In Newfoundland and Labrador, the style of mittens changes radically from the allover patterns knit in Maine, New Brunswick, and Nova Scotia. A blending of traditions—Norwegian, Channel and Shetland Islands, Irish and Scottish—results in something different and special.
Knitting in two colors is not called double-knitting here, but two-ball knitting, or double-ball knitting. The pattern doesn’t wrap around the mitten but is confined to the back of the mitten or glove, with the rest usually knitted in Salt and Pepper pattern.
In Newfoundland, mittens are called cuffs, mitts, or sometimes thumbies (Pocius, Textile Traditions of Eastern Newfoundland, 1979) and knitting needles are called skivvies.
Sometimes the pattern is markedly Scandinavian.
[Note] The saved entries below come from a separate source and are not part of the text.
PR #178, opened 2017-04-17
Fix ompl tests builds

jslee02:
`OMPL_FOUND` is only defined in the scope of `<aikido_dir>/src/planner/ompl` so `tests/planner/CMakeListx.txt` couldn't check if ompl is found. This PR instead check whether `aikido_planner_ompl` target is built to decide whether Aikido builds the ompl tests or not.

This problem was discovered by @aditya-vk .


aditya-vk:
I don't much about this but the edit does not still generate the executables for tests defined under `tests/planner/ompl` like it does for `tests/planner/parabolic`.

jslee02:
So far, ompl test were not being tests. Many of errors are fixed by 372517b.

PR #179, opened 2017-04-18
Revert "changed frame for HERB3"

brianhou:
Reverts personalrobotics/aikido#177


mkoval:
Thanks for reverting this so quickly! 👏

Issue #181, opened 2017-04-19
Consider splitting utils into common and io


jslee02:
The current `utils` component seems to play two roles: 
(1) common utilities used by most of other Aikido components
(2) file input-output utilities

I believe we want to keep the common component as light as possible regarding required external dependencies. For this, I would like to suggest splitting it into `common` and `io` components as
(1) `common`: a default (build always) component that requires only the essential dependencies (such as Eigen, DART).
(2) `io`: an optional component that probably requires additional dependencies related to file input-output such as `tinyxml2` and `yaml-cpp`.

mkoval:
I like this idea. 👍

jslee02:
Resolved by #225

PR #225, opened 2017-09-29
Split util namespace into common and io namespaces

jslee02:
addresses #181


brianhou:
Can you add a PR to `libherb` that uses the updated namespaces? Thanks!

jslee02:
> Can you add a PR to libherb that uses the updated namespaces?

:+1: personalrobotics/libherb#48

Issue #220, opened 2017-09-27
StepSequnce test fails on 32-bit Ubuntu


jslee02:
Here is the test error message:
```
/<<PKGBUILDDIR>>/tests/util/test_StepSequence.cpp:94: Failure
Value of: seq2.getMaxSteps()
  Actual: 5
Expected: 6
[  FAILED  ] StepSequence.MaxSteps (0 ms)
[ RUN      ] StepSequence.MaxStepsAlternateRanges
/<<PKGBUILDDIR>>/tests/util/test_StepSequence.cpp:109: Failure
Value of: seq2.getMaxSteps()
  Actual: 20
Expected: 21
```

The Selby Star that one sees everywhere on Norwegian mittens shows up here too—apparently lifted intact from a Norwegian knitting book and dropped into the folk medium in Newfoundland—and a reindeer pattern from the same book is commonly knitted throughout the area and known as Deer or Caribou.
Then again, a mitten may have one of many patterns of checks or diamonds that knitters seem fond of here, or waves, running either lengthwise or across the hand. Sometimes it is a combination—a Norwegian eight-pointed star with diamonds as the fill between the points of the star, or a checked pattern with a striped thumb and fleur-de-lis on the palm. The wave and diamond paterns are featured on the mittens in the following pages.
In this region, more often than anywhere else in Maine and Atlantic Canada, the index finger will be separated or the hand covering will be a complete glove with all the fingers separate. Sometimes the ends of the mitten are rounded, as they are farther south; other mittens, the ones with a strong Norwegian look, have the pointed Norwegian hand and thumb tips.
Harriet Pardy Martin, whose interview with her daughter Doris Saunders in Them Days magazine is the basis for most of the mittens in this section.
PHOTOGRAPH COURTESY OF THEM DAYS MAGAZINE
Knitting mitts and socks and hand spinning the wool of one’s own sheep are still viable home crafts in Newfoundland and Labrador, and many families maintain traditional patterns. Knitters also play with patterns, changing a stitch here or there, taking a little of the drudgery out of necessary, constant knitting. Every pair of Diamond mitts seems to be different.
Although Newfoundland folklorist Jerry Pocius wrote that knitting in Newfoundland is now mainly recreational—a hobby—the fact that almost everyone owns a pair of two-ball mittens or gloves shows the importance of handknitting here in contrast to New England, New Brunswick, and Nova Scotia, where whole communities have forgotten the skill of double-knitting wool mittens or turning the heel of a sock.